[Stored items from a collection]
Segment Open

Issue #2392, opened 2017-07-12
Enable reload UI for LUS burst units


lhog:
@GoogleFrog, as I'm working on the topic, I'd like to discuss how LUS reload bar/UI should look like.

For reload bar I see a few simple options (Angler is used as example):
```
local gun = {
	[0] = {firepoint = rbarrel1, loaded = true, readyToAim = true},
	[1] = {firepoint = lbarrel1, loaded = true, readyToAim = true},
	[2] = {firepoint = rbarrel2, loaded = true, readyToAim = true},
	[3] = {firepoint = lbarrel2, loaded = true, readyToAim = true},
}
```
1) Display reload time for gun[0] projectile of LUS salvo. Cons: shows reload bar while other 3 projectiles might be available for shooting, a bit confusing. This is how it's implemented in my WIP code currently.
2) Display reload time for the projectile shot last. Cons: reload bar completes, when 3 other projectiles are already reloaded. Basically same issue as (1)
3) Display reload time for the projectile shot first. Again almost equal to (1), except not hardwired to be gun[0] projectile.
4) Display sum of reload times of all non-loaded projectiles normalized to 100% when all 4 are loaded. Cons: unit might start shooting even before 100% is reached. Once a shot is made, progress is reset by 25%.

Other ideas include:

1) @sprunk : ```https://i.imgur.com/vxbygHQ.png i thought that it (bar) could be 1 but overlaid. basically if one is at 20% and one is at 70% then 0-20 is one color, 20-70 is another color and 70-100 % is empty``` Requires quite heavy rework of unit_healthbar code and shader.

2) @Anarchid : ```could be a stockpile icon. either vertical lines for each shot, or even a bullet/missile icon + number. doesnt' Screamer do this already?``` Requires some adjustments to when stockpile icon is shown and some heuristic on how large the icon&text should be.

Current WIP code: https://github.com/lhog/Zero-K/commit/da69a22e79c49b4192784f3f5ad34bdc5184094b

![How it looks](https://i.snag.gy/aI9Xov.jpg)

Please discuss.

DeinFreund:
An even more popular unit which this should apply to is defender.

In the case of defender what I'd expect to see is a reload bar as soon as the third shot is fired, until the first shot is ready again. This is because a reload bar implies to me that the unit is currently unable to fire (I don't know of any shooting game where you can fire while reloading..). The disadvantage would be that you never know how many projectiles are actually ready.

[...]

PR #2410, opened 2017-07-16
LUS burst reload bar implementation

lhog:
https://github.com/ZeroK-RTS/Zero-K/issues/2392

Squashed and ready for merge

### DIFF
--- a/LuaUI/Widgets/unit_healthbars.lua
+++ b/LuaUI/Widgets/unit_healthbars.lua
@@ -34,7 +34,7 @@ local featureBarWidth  = 10
 local featureBarAlpha  = 0.6
 
 local drawBarTitles = true
-local drawBarPercentages = true 
+local drawBarPercentages = true
 local titlesAlpha   = 0.3*barAlpha
 
 local drawFullHealthBars = false
@@ -48,7 +48,9 @@ local infoDistance = 700000
 local drawStunnedOverlay = true
 local drawUnitsOnFire    = Spring.GetGameRulesParam("unitsOnFire")
 
-local TELEPORT_CHARGE_NEEDED = Spring.GetGameRulesParam("pw_teleport_time") or 30*60
+local gameSpeed = Game.gameSpeed
+
+local TELEPORT_CHARGE_NEEDED = Spring.GetGameRulesParam("pw_teleport_time") or gameSpeed*60
 
 --// this table is used to shows the hp of perimeter defence, and filter it for default wreckages
 local walls = {dragonsteeth=true,dragonsteeth_core=true,fortification=true,fortification_core=true,spike=true,floatingteeth=true,floatingteeth_core=true,spike=true}
@@ -95,11 +97,11 @@ end
 --------------------------------------------------------------------------------
 -- OPTIONS
 --------------------------------------------------------------------------------
-local function OptionsChanged() 
+local function OptionsChanged()
 	drawFeatureHealth = options.drawFeatureHealth.value
 	drawBarPercentages = options.drawBarPercentages.value
 	debugMode = options.debugMode.value
-end 
+end
 
 options_path = 'Settings/Interface/Healthbars'
 options_order = { 'showhealthbars', 'drawFeatureHealth', 'drawBarPercentages', 'debugMode', 'minReloadTime'}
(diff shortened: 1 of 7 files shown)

Segment Closed

**The problem:**
Reprint exactly the lines above that start at the one with "Enable reload UI for LUS burst units" and end at the one with "3) Display reload", keeping both and adding none.

**Response area:**
Enable reload UI for LUS burst units


lhog:
@GoogleFrog, as I'm working on the topic, I'd like to discuss how LUS reload bar/UI should look like.

For reload bar I see a few simple options (Angler is used as example):
```
local gun = {
	[0] = {firepoint = rbarrel1, loaded = true, readyToAim = true},
	[1] = {firepoint = lbarrel1, loaded = true, readyToAim = true},
	[2] = {firepoint = rbarrel2, loaded = true, readyToAim = true},
	[3] = {firepoint = lbarrel2, loaded = true, readyToAim = true},
}
```
1) Display reload time for gun[0] projectile of LUS salvo. Cons: shows reload bar while other 3 projectiles might be available for shooting, a bit confusing. This is how it's implemented in my WIP code currently.
2) Display reload time for the projectile shot last. Cons: reload bar completes, when 3 other projectiles are already reloaded. Basically same issue as (1)
3) Display reload time for the projectile shot first. Again almost equal to (1), except not hardwired to be gun[0] projectile.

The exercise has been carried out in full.